(Stored data entries)
PR #981, opened 2026-09-12
test(providers): adopt providertest and testify in core provider tests

SantiagoDePolonia:
Rewrites the tests of the `providers` root package and the `anthropic`, `gemini`, and `openai` adapters on top of the shared `providertest` servers and testify.

- All 118 hand-written `httptest.NewServer` request-capture setups in the three adapter packages become `providertest.JSONServer`/`SSEServer`/`RouteServer` plus `capture.Last(t)`; hand-written handlers stay only where they implement multi-step behaviour (cached content reuse, key rotation, batch upload, breaker isolation).
- Hand-rolled assertions converted to `require`/`assert`; pointer identity checks use `Same`/`NotSame`, JSON comparisons use `JSONEq`.
- Redundant tests merged or removed: constructor non-nil checks in all three adapters, `TestProviderFactory_HooksPassedToBuilder` (subset of `TestProviderFactory_SetHooks`), the five per-type `TestApplyProviderEnvVars_Discovers*FromAPIKey` tests folded into one table, and the openai reasoning/GPT-5 token-parameter and tool-configuration tests folded into tables with identical per-case assertions.

The root package tests keep hand-rolled servers because `providertest` imports `providers`. Test-only change, about 6,600 net lines removed. Stacked on #976 (helper packages).


SantiagoDePolonia:
Both identity checks in registry_metadata_override_test.go now use `assert.Same` (b56823b7), along with every other site in this PR where the original test compared pointers with `!=`/`==` (cache_planner, registry, and router tests).

PR #982, opened 2026-09-12
test(admin): adopt echotest and testify in admin, auditlog, and cache tests

SantiagoDePolonia:
Rewrites the `internal/admin`, `internal/auditlog`, `internal/responsecache`, and `internal/telemetry` tests on top of the shared `echotest` helper and testify.

- Hand-built echo request/recorder/context blocks and the per-file `newHandlerContext` and decode helpers become `echotest.Get/Post/Request` and `echotest.Decode`; `echo.New()` remains only where the real router is exercised.
- Hand-rolled assertions converted to `require`/`assert`; pointer identity checks use `NotSame`.
- Redundant tests removed or merged: constructor non-nil checks and a subset test in `admin/dashboard`, `TestParseUsageParams_IntervalEmpty` (identical to an assertion in `TestParseUsageParams_DaysDefault`), the two recalculate-confirmation tests and the slash-in-name credential test folded into tables, `TestNoopLogger` (does-not-panic), `TestSQLStore_WriteBatch_Chunking` (covered by the boundary and parameter-limit tests), and the two identical cache-control skip tests merged into one.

● WORK REQUEST:
Please write out the records above once more, exactly and completely.

● WORKED SOLUTION:
PR #981, opened 2026-09-12
test(providers): adopt providertest and testify in core provider tests

SantiagoDePolonia:
Rewrites the tests of the `providers` root package and the `anthropic`, `gemini`, and `openai` adapters on top of the shared `providertest` servers and testify.

- All 118 hand-written `httptest.NewServer` request-capture setups in the three adapter packages become `providertest.JSONServer`/`SSEServer`/`RouteServer` plus `capture.Last(t)`; hand-written handlers stay only where they implement multi-step behaviour (cached content reuse, key rotation, batch upload, breaker isolation).
- Hand-rolled assertions converted to `require`/`assert`; pointer identity checks use `Same`/`NotSame`, JSON comparisons use `JSONEq`.
- Redundant tests merged or removed: constructor non-nil checks in all three adapters, `TestProviderFactory_HooksPassedToBuilder` (subset of `TestProviderFactory_SetHooks`), the five per-type `TestApplyProviderEnvVars_Discovers*FromAPIKey` tests folded into one table, and the openai reasoning/GPT-5 token-parameter and tool-configuration tests folded into tables with identical per-case assertions.

The root package tests keep hand-rolled servers because `providertest` imports `providers`. Test-only change, about 6,600 net lines removed. Stacked on #976 (helper packages).


SantiagoDePolonia:
Both identity checks in registry_metadata_override_test.go now use `assert.Same` (b56823b7), along with every other site in this PR where the original test compared pointers with `!=`/`==` (cache_planner, registry, and router tests).

PR #982, opened 2026-09-12
test(admin): adopt echotest and testify in admin, auditlog, and cache tests

SantiagoDePolonia:
Rewrites the `internal/admin`, `internal/auditlog`, `internal/responsecache`, and `internal/telemetry` tests on top of the shared `echotest` helper and testify.

- Hand-built echo request/recorder/context blocks and the per-file `newHandlerContext` and decode helpers become `echotest.Get/Post/Request` and `echotest.Decode`; `echo.New()` remains only where the real router is exercised.
- Hand-rolled assertions converted to `require`/`assert`; pointer identity checks use `NotSame`.
- Redundant tests removed or merged: constructor non-nil checks and a subset test in `admin/dashboard`, `TestParseUsageParams_IntervalEmpty` (identical to an assertion in `TestParseUsageParams_DaysDefault`), the two recalculate-confirmation tests and the slash-in-name credential test folded into tables, `TestNoopLogger` (does-not-panic), `TestSQLStore_WriteBatch_Chunking` (covered by the boundary and parameter-limit tests), and the two identical cache-control skip tests merged into one.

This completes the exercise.